PR #17760, opened 2024-03-26
[WFLY-19167] war containing JDBC drivers deploys an extra driver

gaol:
Issue: https://issues.redhat.com/browse/WFLY-19167

____

### DIFF
--- a/testsuite/integration/basic/src/test/java/org/jboss/as/test/integration/jca/datasource/JdbcDriversInWarTestCase.java
+++ b/testsuite/integration/basic/src/test/java/org/jboss/as/test/integration/jca/datasource/JdbcDriversInWarTestCase.java
@@ -11,6 +11,7 @@ import org.jboss.arquillian.junit.Arquillian;
 import org.jboss.as.controller.client.helpers.Operations;
 import org.jboss.as.controller.descriptions.ModelDescriptionConstants;
 import org.jboss.as.test.integration.jca.JcaMgmtBase;
+import org.jboss.as.test.integration.management.util.MgmtOperationException;
 import org.jboss.dmr.ModelNode;
 import org.jboss.shrinkwrap.api.ShrinkWrap;
 import org.jboss.shrinkwrap.api.spec.JavaArchive;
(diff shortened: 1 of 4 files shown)


The-Huginn:
Apologies for the spam in the description by the wildfly-bot :sweat_smile: . We accidentally had 2 versions deployed, updating one's another actions. Please feel free to remove all the clutter from the description.

gaol:
no worries @The-Huginn :)

testsuite/integration/basic/src/test/java/org/jboss/as/test/integration/jca/datasource/JdbcDriversInWarTestCase.java
```diff
@@ -0,0 +1,138 @@
...
+                .addAsServiceProviderAndClasses(Driver.class, TestDriver.class));
+        war.addAsLibrary(ShrinkWrap.create(JavaArchive.class, "testDriver2.jar")
+                .addClasses(TestDriver2.class, DummyDataSource.class, DummyXADataSource.class)
+                .addAsServiceProviderAndClasses(Driver.class, TestDriver2.class));
+        return war;
+    }
+
+    @Test
+    public void testJdbcDrivers() throws Exception {
+        String driverName = DEPLOYMENT;
```
tadamski, line 54: @gaol maybe it will also be useful to verify the number of deployed drivers?

tadamski (changes requested):

testsuite/integration/basic/src/test/java/org/jboss/as/test/integration/jca/datasource/JdbcDriversInWarTestCase.java
gaol: right, good catch ! 
will try to get the jdbc driver using short name and it should fail.
checking number of deployed jdbc drivers maybe confusing as we need to filter out the default `h2` driver.

gaol:
updated according to the feedback by checking if the jdbc driver with the short name is not installed. please review again, @tadamski  thanks :)

tadamski (approved):
@gaol LGTM now. Thanks for fixing it!

bstansberry:
Thanks @gaol and @tadamski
━━━━━━━━━━━━━━━━━━━━━━━━━━━━━━
Your objective
Wherever "number" appears in the listing, report the line it is on.

Solution
tadamski, line 54: @gaol maybe it will also be useful to verify the number of deployed drivers?
checking number of deployed jdbc drivers maybe confusing as we need to filter out the default `h2` driver.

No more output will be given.